French- Ellebore, Pied de Griffon, Herbe à Sétons
From the beginning of the year, the stinking hellebore has been flowering in the woods and waysides of the limestone districts of France. It is not recorded from Brittany or Les Landes in Aquitaine. In Britain it exists sporadically in some limestone districts (e.g. Gloucestershire) and is declining. It is the earliest of flowers, but overlooked because it is not colourful and the flowers are lost among the other green of the plants of the waysides. They stand tall but do not attract attention. Its relative, the green hellebore is even more rare. But both are scattered throughout most of France where the flora is undisturbed.
The common culture of the middle ages across Europe is echoed in common plant names. Through them one can trace this culture back even to the Romans and Greeks. The French name of ‘herbe à sétons’ is reflected in the dialect names in England of setterwort and also oxheal. A séton (from the Latin seta- a thread- is a thread or bandage passed under a bridge of skin, lifting it and helping to relieve a festering sore. When a cow or bullock had an infection in the throat, a length of the black root of hellebore was inserted into the loose skin flap, the dewlap, below the throat. The herbal medicine passed into the blood and stimulated the flow of the phlegm. The name ‘setterwort’ takes the veterinary use of séton, no doubt via the Norman-French as disseminated by the monks, combining it with the Anglos-Saxon wort –weed.
All hellebores are toxic plants, but have been in medical use since early times. Quantities of the roots of the green hellebore were taken to the London hospitals in the 18th century. The word ‘hellebore’ used for several unrelated plants is originally ancient Greek signifying ‘dangerous food’. The Christmas rose is another species of the same genus. All have divided leaves much in the form of a heavily splayed foot or otherwise a set of claws, which gives them the alternative names of Bearsfoot in England and Pied de Griffon in France.
They are related to buttercups. A species whose structure is halfway between the two is the kingcup which has yellow flowers, but also carries capsular fruits similar to those of the hellebores. The custom in Nature, which is more common than you might think, is that ants distribute the seeds. These carry a large white oily growth which ants like to eat. Ants pick up the seeds, eat the oil body and leave the seed at some distance. But not only do ants do this. It is written that snails and slugs also are attracted to the oil and they get the seed stuck to their slimy skin and so also carry the seeds away.
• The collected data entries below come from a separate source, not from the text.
PR #112, opened 2025-05-08
enable use of sstore in assembly

mbenke:


d-xo:
changes to foundry lib are superseded by #120. @mbenke ok if we remove those changes from this pr?

mbenke:
@d-xo [b186413](https://github.com/argotorg/solcore/pull/112/commits/b186413232cb95b3607f9a879a3ed5508ace5a79) might be still worth keeping (or we need a better way of handling the modifier to allow sload/sstore when needed)

d-xo:
yes, sorry just meant backing out the lib changes and keeping the sstore stuff

d-xo (approved):

PR #122, opened 2025-05-31
Add forge-std as dependency

r0qs:
This is an alternative solution to https://github.com/argotorg/solcore/pull/120 adding forge-std as submodule dependency.

It requires to run `forge update` to download and update the submodule.


rodrigogribeiro (approved):
LGTM.

PR #124, opened 2025-05-31
Add forge to nix environment

r0qs:
I'm not a Nix expert, but I attempted to fix https://github.com/argotorg/solcore/issues/117. Let me know if this is not the right/best approach ;)


rodrigogribeiro (approved):
Thanks!

PR #130, opened 2025-06-16
Specialise: rename  type variables, report ambiguous types

mbenke:


src/Solcore/Desugarer/Specialise.hs
```diff
@@ -104,6 +113,13 @@ flex t = t
 -- make all type variables flexible in a syntactic construct
 flexAll :: Data a => a -> a
 flexAll = everywhere (mkT flex)
+-}
+
+-- | A signature forall tvs . t is considered ambiguous if `tvs \\ FTV(t) /= mempty`
+-- this is should be the same as `FTV(body) \\ FTV(t) /= {}`
+-- returns list of ambiguous variables
+ambiguousVarsInSig :: HasTV a => Signature a -> [Tyvar]
```
d-xo, line 120: Could this be a syntactic check enforced by requiring explicit forall everywhere as we've discussed a few times previously?

mbenke: But are we going to require full type signatures for every function? If not, then syntactic check is not enough, since this checks the *output* of the typechecker.

mbenke: Currently fails tests due to Issue #136

d-xo:
what is the status here? do we still want this?

PR #132, opened 2025-06-17
Fix nix build

d-xo:
`nix build` was previously failing since `cabal` was not available in the nix sandbox at test time.

This PR reworks the tests so that they invoke the solver and solcore pipelines directly, avoiding the calls to cabal. I reworked the solcore pipeline so that argument parsing and file writing happens in a wrapper, and then restructured it to return an `Either` and flattened a lot of the control flow.

CI now runs `nix build`, meaning we can exactly replicate the full pipeline locally.

### DIFF
--- a/flake.lock
+++ b/flake.lock
@@ -1,5 +1,22 @@
 {
   "nodes": {
+    "ethereum-tests": {
+      "flake": false,
+      "locked": {
+        "lastModified": 1698656397,
+        "narHash": "sha256-1zhBaJ3X5kQ94qv9Yz12/3d83w3jNP6OtzjH+ykK8sg=",
+        "owner": "ethereum",
+        "repo": "tests",
+        "rev": "428f218d7d6f4a52544e12684afbfe6e2882ffbf",
+        "type": "github"
+      },
+      "original": {
+        "owner": "ethereum",
+        "ref": "v13",
+        "repo": "tests",
+        "type": "github"
+      }
+    },
     "flake-utils": {
       "inputs": {
         "systems": "systems"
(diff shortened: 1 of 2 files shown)


src/Solcore/Pipeline/SolcorePipeline.hs
```diff
@@ -29,93 +35,100 @@ pipeline :: IO ()
...
   startTime <- Time.getCurrentTime
   opts <- argumentsParser
+  result <- compile opts
+  case result of
+    Left err -> do
+      putStrLn err
+      exitWith (ExitFailure 1)
+    Right contracts -> do
+      forM_ (zip [1..] contracts) $ \(i, c) -> do
+        let filename = "output" <> show i <> ".core"
```
d-xo, line 44: we would previously overwrite the same output.core file in the multiple contract case. this change does mean that the default output file is `output1.core`.

mbenke: Well done! One question - the CI on Github gives this warning:

```
warning: download buffer is full; consider increasing the 'download-buffer-size' setting
```

do you know what to do with it? Does it come from Nix? Or Github?

d-xo: It's from nix. Happens because the runner is slow and it has fast internet. I think it's pretty cosmetic and can be ignored.

https://github.com/NixOS/nix/pull/11171

mbenke (approved):
Good work. Can you please just resolve conflicts and perhaps add hevm dependency now that you want it to be the default way of running programs?

PR #133, opened 2025-06-24
Core/Yul: fix handling of parentheses

mbenke:


src/Language/Core/Parser.hs
```diff
@@ -93,6 +93,7 @@ pPrimaryExpr = choice
     , pTuple
     , try (ECall <$> identifier <*> parens (commaSep coreExpr))
     , EVar <$> (identifier  <* notFollowedBy (symbol "("))
+    , parens coreExpr
```
d-xo, line 96: lets just accept valid yul

src/Language/Yul/Parser.hs
```diff
@@ -55,6 +55,7 @@ yulExpression = choice
     [ YLit <$> yulLiteral
     , try (YCall <$> pName<*> parens (commaSep yulExpression))
     , YIdent <$> pName
+    , parens yulExpression
```
clonker: This parses invalid Yul

PR #138, opened 2025-06-25
InvokeGen: Handle closure-only argument lists

d-xo:
We can get into a state where a function takes only closure arguments if it captures from the env but takes no other arguments. This would result in the generation of incorrect patterns when trying to match against the `(self, args)` pair in the invoke method.

The fix modifies createInstance to additionaly insert a `unit` into the args list in the case where all args are closure types, ensuring generation of correct patterns in the closure only case.


rodrigogribeiro (approved):
Great! Thanks!

PR #141, opened 2025-06-26
Support Cyclic Function Definitions

d-xo:
This PR includes two changes that fix compilation of mutually recursive functions:

1. The strongly connected component analysis was not wrapping connected binding groups in the `TMutualDef` and `CMutualDecl` constructors, meaning that they were not being passed into `tcBindGroup` and were being checked individually.
2. `tcBindGroup` was not adding the other functions in the bind group to the environment when typechecking.

For now we scoped the fix to work for strongly connected definition groups composed only of functions. Expanding support to include classes and instances will need a bit more work (since tcBindGroup currently only supports typechecking function definitions).

### DIFF
--- a/src/Solcore/Frontend/TypeInference/SccAnalysis.hs
+++ b/src/Solcore/Frontend/TypeInference/SccAnalysis.hs
@@ -79,8 +79,6 @@ analysis fn ds
 
 -- building the dependency graph
 
--- building the dependency graph
-
 mkGraph :: (Ord a, Names a, Decl a) => [a] -> AdjacencyMap a
 mkGraph ds = stars $ mkEdges (mkNameEnv ds) ds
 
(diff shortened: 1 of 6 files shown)


src/Solcore/Frontend/TypeInference/SccAnalysis.hs
```diff
@@ -38,28 +38,44 @@ sccAnalysis' :: CompUnit Name -> SCC (CompUnit Name)
...
+        then singleton (CMutualDecl xs)
+        else xs
+
+      isFunDef (CFunDecl _) = True
+      isFunDef _ = False
 sccContract d = pure d
 
-analysis :: (Ord a, Names a, Decl a) => [a] -> SCC [a]
-analysis ds
+analysis :: (Ord a, Names a, Decl a, Show a) => ([a] -> [a]) -> [a] -> SCC [a]
```
d-xo: we couldn't find a clean way to make this generic, so ended up implementing `group` twice with concrete types and passing it in. sugggestions welcome.

mbenke:
The specialiser did not handle mutual recursion (`CmutualDecl/TMutualDef` nodes). Should be fixed now.

PR #149, opened 2025-07-06
Fix the logging of matching compilation. 

rodrigogribeiro:
* Fixes the wrong condition on logging the result of pattern matching compilation.
* Removes an unnecessary type matching on tcFunDef.


mbenke (approved):
LGTM

PR #157, opened 2025-07-25
TcMonad: faster freshName using Data.Set

mbenke:
This small change speeds up typechecking a lot.

Profiling has shown that 75% of the time is used by GC and the main culprit is `freshName`.
So I have rewritten it using Data.Set rather than lists and voila :)


rodrigogribeiro (approved):
Great job! Thanks!

rodrigogribeiro (approved):
LGTM.

PR #164, opened 2025-08-11
ci: verbose nix build output

d-xo:
Prints the full build /test log in ci


clonker (approved):
Very nice! Sorry for missing earlier that it does indeed run the tests. In the future we could perhaps have the tests run as an individual CI step, that way one doesn't have to dig through the logs as much. Optional in any case.

PR #167, opened 2025-08-18
Implementing if statement

rodrigogribeiro:
* Adds if to high level syntax
* Desugar if's to match constructs
* Desugar the `bool` type into `sum unit unit`
** Desugar `true` to `inl unit`.
** Desugar `false` to `inr unit`.

### DIFF
--- a/test/Cases.hs
+++ b/test/Cases.hs
@@ -47,9 +47,8 @@ spec =
     , runTestForFile "939badfood.solc" specFolder
     , runTestForFile "SimpleField.solc" specFolder
     , runTestForFile "121counter.solc" specFolder
-    -- Failing due to missing assign constraint
     , runTestExpectingFailureWith stdOpt { optNoDesugarCalls = True } "126nanoerc20.solc" specFolder
-  --, runTestForFile "127microerc20.solc" specFolder
+    , runTestExpectingFailure "127microerc20.solc" specFolder
     ]
  where
   specFolder = "./test/examples/spec"
@@ -158,6 +157,7 @@ cases =
     , runTestExpectingFailure "nano-desugared.solc" caseFolder
     , runTestExpectingFailure "uintdesugared.solc" caseFolder
     , runTestForFile "word-match.solc" caseFolder
+    , runTestForFile "if-examples.solc" caseFolder
     ]
  where
   caseFolder = "./test/examples/cases"


mbenke:
I can't see any examples/tests. Could you add some?

src/Solcore/Desugarer/IfDesugarer.hs
```diff
@@ -0,0 +1,64 @@
...
+
+desugarStmt :: Stmt Id -> Stmt Id
+desugarStmt (Match es eqns)
+  = Match es (map (\ (ps, bdy) -> (ps, map desugarStmt bdy)) eqns)
+desugarStmt (If e bdy1 bdy2)
+  = Match [e] [eqntrue, eqnfalse]
+    where
+      eqntrue = ([PCon (Id inlName (inlTy unit unit)) [PCon (Id "()" unit) []]], bdy1)
+      eqnfalse = ([PCon (Id inrName (inrTy unit unit)) [PCon (Id "()" unit) []]], bdy2)
+desugarStmt v = v
```
d-xo, line 31: We don't need to recurse into any other statements? Maybe `Let` and `Return`?

src/Solcore/Desugarer/IfDesugarer.hs
```diff
@@ -0,0 +1,64 @@
...
+  | otherwise = Con c (map desugarBoolCons es)
+desugarBoolCons (FieldAccess me v)
+  = FieldAccess (desugarBoolCons <$> me) v
+desugarBoolCons (Call me v es)
+  = Call (desugarBoolCons <$> me) v (map desugarBoolCons es)
+desugarBoolCons (Lam ps bdy ty)
+  = Lam ps (everywhere (mkT desugarBoolCons) bdy) ty
+desugarBoolCons (TyExp e t)
+  = TyExp (desugarBoolCons e) t
+desugarBoolCons v = v
```
d-xo: Small nitpick and feel free to ignore, but I slightly prefer the following since it's more robust in case we decide to expand `Exp` in the future with additional cases (since it won't fall through to the default without warning).

```suggestion
desugarBoolCons (Var a) = Var a
desugarBoolCons (Lit l) = Lit l
```

src/Solcore/Frontend/TypeInference/TcStmt.hs
```diff
@@ -464,6 +478,11 @@ tcFunDef incl vs' qs d@(FunDef sig@(Signature vs ps n args rt) bd)
       -- building the function type scheme
       free <- getEnvMetaVars
       (ds, rs) <- splitContext ps1' (ps1 ++ qs1) free
+      unless (null ds) $ do
+            (tcmError $ unlines [ "Cannot entail:"
+                                , pretty ds
+                                , "from"
+                                , pretty sig]) `wrapError` d
```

As they flower in the winter, one wonders how they get pollinated. But in the warm afternoons in winter there are some insects about. Though books say it is bees which drink at these flowers, my guess is that it is the flies which come for the copious nectar. The nectaries are huge. They are in origin modified petals which have lost all pretence to be colourful and are converted to these large green cups of nectar. They look like medieval drinking horns and are at least half the size of the stamens around which they are clustered. The insects which drink are either immune to the plant’s toxins or the nectar does not contain them! It is the green outer sepals which at first sight you might suppose are the petals. In the Christmas or Lenten Rose (Helleborus niger) the same sepals are coloured and look exactly like petals. In the stinking hellebore they each have a purple rim. These colours and the fusty pong of the flowers might well attract flies. The green colour would help the production of sugar in the pale winter sunshine, and the purple rim might absorb some warmth. By mid-January some flowers have already set their seed. One could wish for a more attractive plant as a harbinger of Spring than the stinking hellebore!